Sábado 12 de Diciembre de 2015

Miguel Lifschitz juró ayer ante la Asamblea Legislativa y recibió al mediodía en la Casa Gris los atributos de mando (banda y bastón) de su antecesor convirtiéndose en el séptimo gobernador de la democracia recuperada y el tercer socialista consecutivo que administrará la provincia de Santa Fe. En su caso, hasta el 10 de diciembre de 2019. “Necesitamos blindar la provincia al narcotráfico”, dijo en uno de los tramos salientes de su discurso.

   El nuevo mandatario eligió la modestia para su debut aludiendo al exiguo margen de votos que lo ungiera ganador el pasado 14 de junio. “Fue la elección más reñida de la que se tenga memoria. Los santafesinos nos dejaron un claro mensaje que yo he interpretado cabalmente. Nadie es dueño de la verdad, nadie puede arrogarse la representación de la totalidad; por ello, la impronta del nuevo gobierno debe ser de diálogo, de puertas abiertas, de concertación y de construcción colectiva”, dijo no bien comenzó a hablar luego de que su vice, el radical Carlos Fascendini, le tomara el juramento de rigor.
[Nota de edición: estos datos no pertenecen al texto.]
PR #814, opened 2022-06-03
Batch systems removal

mkholjuraev:
This PR is to resolve https://issues.redhat.com/browse/SPM-1488 by enabling users remove one or more systems from one or more patch sets. The action can be taken through the 'Remove from Patch Set' action in the table toolbas and the table row actions.

Expectations:

1. When you try to remove a system without patch set assigned, 'Remove from Patch Set' row action should be disabled.
2. When you try to remove a single system without patch set assigned, a modal should pop with proper message indicating there is no effect and disabled Remove button.
3. When you select a single system with a patch set assigned, modal should open and you should be able to remove.
4. If you select systems with both patch set assigned and not assigned, a modal with the message about  _Do you want to remove the SomeNumber selected system from assigned Patch sets?_ and _There is 1 system you are trying to remove that is not assigned to any existing Patch Set. This action will not affect it._


src/SmartComponents/Systems/Systems.js
```diff
@@ -218,6 +219,7 @@ const Systems = () => {
                                     selectedTags
                                 },
                                 shouldRefresh: patchSetState.shouldRefresh === true
+                                    || unassignSystemsModalState.shouldRefresh === true
```
gabipodolnikova, line 222: Wouldn't just `shouldRefresh: patchSetState.shouldRefresh || unassignSystemsModalState.shouldRefresh` be enough?

gabipodolnikova (changes requested):
Just two minor things.
And also leaving what I already sent you here too:
When removing patch set from the toolbar it does not refresh the page.
When assigning either from row actions or a toolbar it also does not refresh the page.

mkholjuraev:
@gabipodolnikova thanks for the review. All suggestions are improvement and I have applied them. The refresh bug is also fixed hopefully.

src/SmartComponents/Modals/UnassignSystemsModal.js
```diff
@@ -23,41 +25,69 @@ const UnassignSystemsModal = ({ unassignSystemsModalState = {}, setUnassignSyste
...
         //TODO: mockups do not have error notifications designed, add them if UX designes.
         if (result.status === 200) {
             handleModalOpen(true);
-            dispatch(addNotification(patchSetUnassignSystemsNotifications(systemsIDs?.length || 0).success));
+            dispatch(addNotification(patchSetUnassignSystemsNotifications(systemsWithPatchSet?.length || 0).success));
         }
     };
 
+    useEffect(() => {
+        //filters out systems without patch sets assigned
```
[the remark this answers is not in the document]
mkholjuraev: Moved into helper function :)

src/SmartComponents/Systems/Systems.js
mkholjuraev: I have used onRefreshData function to relaod Inventory component. This helped to make the code to be readable, I think.

gabipodolnikova (approved):
Looks good, thank you! :)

   Eran las 10.30 cuando Lifschitz comenzó a hablar, sentado en el estrado del recinto de Diputados: “Vengo a encabezar un gobierno que será bien progresista, bien cívico y bien social”, apostrofó de entrada. En el transcurso de los 60 minutos que duró la lectura de su discurso que escribió de “puño y letra”, subrayó que llega “luego de cuatro décadas de militancia y compromiso político con las ideas de la libertad, la igualdad, la solidaridad y la justicia social; sosteniendo los principios republicanos y una visión progresista de la democracia y de la sociedad”.
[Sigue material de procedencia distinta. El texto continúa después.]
PR #820, opened 2022-06-15
fix(api): errors from api response are passed down to components

mkholjuraev:
The PR is intended to passdown api error response to the smart components. An error response is used to detect error status and handle correspondingly inside Smart components. e.g ([Systems.js](https://github.com/RedHatInsights/patchman-ui/blob/master/src/SmartComponents/Systems/Systems.js#L212) receives error status code and passes that to [ErrorHandler](https://github.com/RedHatInsights/patchman-ui/blob/master/src/PresentationalComponents/Snippets/ErrorHandler.js) ). Furthermore, redundant user checking before an api call is removed.

It also refactors test coverage code for api.js:

- disabled eslint rules are removed
- first test case for JSON response is removed as it is not necessary anymore
- some dirty code cleanup.

### DIFF
--- a/src/Utilities/api.js
+++ b/src/Utilities/api.js
@@ -1,5 +1,3 @@
-/* eslint-disable camelcase */
-/* eslint-disable no-unused-vars */
 import axios from './axiosInterceptors';
 import { encodeApiParams, prepareEntitiesParams } from './Helpers';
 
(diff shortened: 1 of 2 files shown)


AsToNlele (approved):
Looks good!

mkholjuraev:
@AsToNlele thank you for your quick response!

PR #821, opened 2022-06-15
fix(TableView): wrap table toolbar with ErrorHandler

mkholjuraev:
This will hide the table toolbar when there is an some error.

Before: 

image

After:
image


mkholjuraev:
@AsToNlele thanks for the review. I will apply your suggestion and then merge!

PR #823, opened 2022-06-18
fix(InventoryDetail): ESSNTL-2698 handle disconnected systems

mkholjuraev:
Resolves: [ESSNTL-2698](https://issues.redhat.com/browse/ESSNTL-2698).

To reproduce:

1. run this app against stage env
2. visit patch systems page
3. click on any system that is disconnected from insights-client (this kind of systems are marked with disconnected icon in the last seen column).
4. System details page should have special empty component for disonnected systems.


mkholjuraev (commented):
I tried reviewing the PR. Looks good to me :).

PR #834, opened 2022-06-29
Rename patch set

mkholjuraev:
Renames all occurances of 'Patch set' on the UI to 'Patch template'. There are some places only 'Template' word is used. As the mockups are not updated in detail, I tried to cover all places and think about correct words, where to rename...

Honor y patria. Lifschitz juró por “el honor y la patria” mientras que Fascendini lo hizo bajo la fórmula “por Dios, la patria y los santos evangelios”.

   En lo que hace a continuidad con las administraciones socialistas que lo precedieron no fue nada enfático. Prefirió el reconocimiento pretérito a “la gran gestión que hizo Antonio (Bonfatti), porque nos deja un gobierno en marcha y nos ha facilitado las cosas. Vamos a encontrar muchas obras que están ejecutándose y a las que seguramente yo les voy a poner el broche final y las voy a inaugurar, y cada vez que lo haga voy a recordar que hubo un gran gobernador, y antes hubo otro que inició este camino, como Hermes Binner, así que a ambos mi reconocimiento”.

   El ingeniero Lifschitz cosechó ayer 27 aplausos en medio de un clima de austera festividad y recuerdos emotivos (rindió homenaje a su padre Roberto, a su maestro Guillermo Estévez Boero y al ex presidente Raúl Alfonsín, “el que nos legó su ejemplo de gobernante republicano y democrático”), y a tono con el clima fraternal inaugurado por el presidente Mauricio Macri, también cito a sus contrincantes, Miguel Del Sel y Omar Perotti, “porque fueron dignos adversarios, a quienes respeto”.

   En la Legislatura, de la que luego se iría caminando hasta el palacio gubernamental, reseñó su proyecto de gobierno haciendo hincapié en la necesidad de “achicar la desigualdad, eliminar la impunidad, y combatir al narcotráfico. Quiero referirme a nuestra idea del desarrollo. Estoy convencido de que esta palabra sigue teniendo una enorme vigencia. Lo que cambió con el tiempo son los objetivos y las metas del desarrollo. Ya no nos alcanza solo con pensar en la expansión ilimitada de las fuerzas de la economía, como se imaginó en el siglo pasado. Hoy pensamos en un modelo de desarrollo que tiene que mejorar la condición de vida de las personas, la condición humana, permitir el acceso a los derechos de todos los ciudadanos, promover mejores niveles de igualdad, de equidad, de justicia social, de integración social, territorial, urbana”.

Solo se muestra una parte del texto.